» **What you will do**
Restate the records below word for word.

» **Available data**
PR #157, opened 2020-07-11
08-interop: deprecate 9-10

### LINKED ISSUE #141: RFC: Task 8: Remove emb6 interop tests
With emb6 being deprecated since https://github.com/RIOT-OS/RIOT/pull/12389 I'm wondering if it still makes sense to include emb6 in the release testing until 2020.06 or not.

miri64:
`emb6` was deprecated in https://github.com/RIOT-OS/RIOT/pull/12389 and removed in https://github.com/RIOT-OS/RIOT/pull/14494 so it does not make much sense to test this anymore, even for 2020.07

Resolves #141

### DIFF
--- a/08-interop/08-interop.md
+++ b/08-interop/08-interop.md
@@ -154,21 +154,7 @@ Link-local UDP over IPv6 packet exchange (payload length 8) between an iotlab-m3
 node running RIOT with GNRC and an iotlab-m3 node running RIOT with lwIP (in
 both directions).
 
-Task #09 - UDP between GNRC and emb6 on iotlab-m3
-=================================================
-### Description
-
-Link-local UDP over IPv6 packet exchange (payload length 8) between an iotlab-m3
-node running RIOT with GNRC and an iotlab-m3 node running RIOT with emb6.
-
-
-Task #10 - UDP between lwIP and emb6 on iotlab-m3
-=================================================
-### Description
-
-Link-local UDP over IPv6 packet exchange (payload length 8) between an iotlab-m3
-node running RIOT with lwIP and an iotlab-m3 node running RIOT with emb6 (in
-both directions).
+Task #09-#10 deprecated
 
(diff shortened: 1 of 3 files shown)


leandrolanzieri:
It makes sense to keep the numbering of the tasks for now, but maybe we should discuss for how long, and maybe come up with a removal procedure for tasks.

On one side keeping numbering reduces confusion when looking at previous release proceses, but on the other side it forces us to reserve those empty tasks numbers. Would something similar to the `LOSTANDFOUND.md` work here?

miri64:
> On one side keeping numbering reduces confusion when looking at previous release proceses, but on the other side it forces us to reserve those empty tasks numbers. Would something similar to the `LOSTANDFOUND.md` work here?

Only if we keep those numbers. If we re-use them `LOSTANDFOUND.md` doesn't make much sense, as people would look at it to search for a missing number.

How about keeping them reserved for at least a year and then documenting the replacement in a `REPLACED.md`?

miri64:
Or just as a section in the top-level `README`. I don't expect this to happen very often so the list wouldn't be that long.

leandrolanzieri:
> How about keeping them reserved for at least a year and then documenting the replacement in a `REPLACED.md`?

Sound good. I think it does not hurt to have the extra file. It would be nice also to specify the first and last release the task has been valid and the specific task number it used to be. So one could trace back depending on which release tests are being inspected.

miri64:
Like [this](https://github.com/RIOT-OS/Release-Specs/pull/157/commits/a176f2763d7fd43c8f358a97d66a11f6f9e0868a)?

leandrolanzieri:
> Like [this](https://github.com/RIOT-OS/Release-Specs/blob/198e46c50c1d7dfd1361ff9aa0fff4e912325444/REPLACED.md)?

Looks good. Please squash

miri64:
Squashed

miri64:
Thanks!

» **Task answer**
PR #157, opened 2020-07-11
08-interop: deprecate 9-10

### LINKED ISSUE #141: RFC: Task 8: Remove emb6 interop tests
With emb6 being deprecated since https://github.com/RIOT-OS/RIOT/pull/12389 I'm wondering if it still makes sense to include emb6 in the release testing until 2020.06 or not.

miri64:
`emb6` was deprecated in https://github.com/RIOT-OS/RIOT/pull/12389 and removed in https://github.com/RIOT-OS/RIOT/pull/14494 so it does not make much sense to test this anymore, even for 2020.07

Resolves #141

### DIFF
--- a/08-interop/08-interop.md
+++ b/08-interop/08-interop.md
@@ -154,21 +154,7 @@ Link-local UDP over IPv6 packet exchange (payload length 8) between an iotlab-m3
 node running RIOT with GNRC and an iotlab-m3 node running RIOT with lwIP (in
 both directions).
 
-Task #09 - UDP between GNRC and emb6 on iotlab-m3
-=================================================
-### Description
-
-Link-local UDP over IPv6 packet exchange (payload length 8) between an iotlab-m3
-node running RIOT with GNRC and an iotlab-m3 node running RIOT with emb6.
-
-
-Task #10 - UDP between lwIP and emb6 on iotlab-m3
-=================================================
-### Description
-
-Link-local UDP over IPv6 packet exchange (payload length 8) between an iotlab-m3
-node running RIOT with lwIP and an iotlab-m3 node running RIOT with emb6 (in
-both directions).
+Task #09-#10 deprecated
 
(diff shortened: 1 of 3 files shown)


leandrolanzieri:
It makes sense to keep the numbering of the tasks for now, but maybe we should discuss for how long, and maybe come up with a removal procedure for tasks.

On one side keeping numbering reduces confusion when looking at previous release proceses, but on the other side it forces us to reserve those empty tasks numbers. Would something similar to the `LOSTANDFOUND.md` work here?

miri64:
> On one side keeping numbering reduces confusion when looking at previous release proceses, but on the other side it forces us to reserve those empty tasks numbers. Would something similar to the `LOSTANDFOUND.md` work here?

Only if we keep those numbers. If we re-use them `LOSTANDFOUND.md` doesn't make much sense, as people would look at it to search for a missing number.

How about keeping them reserved for at least a year and then documenting the replacement in a `REPLACED.md`?

miri64:
Or just as a section in the top-level `README`. I don't expect this to happen very often so the list wouldn't be that long.

leandrolanzieri:
> How about keeping them reserved for at least a year and then documenting the replacement in a `REPLACED.md`?

Sound good. I think it does not hurt to have the extra file. It would be nice also to specify the first and last release the task has been valid and the specific task number it used to be. So one could trace back depending on which release tests are being inspected.

miri64:
Like [this](https://github.com/RIOT-OS/Release-Specs/pull/157/commits/a176f2763d7fd43c8f358a97d66a11f6f9e0868a)?

leandrolanzieri:
> Like [this](https://github.com/RIOT-OS/Release-Specs/blob/198e46c50c1d7dfd1361ff9aa0fff4e912325444/REPLACED.md)?

Looks good. Please squash

miri64:
Squashed

miri64:
Thanks!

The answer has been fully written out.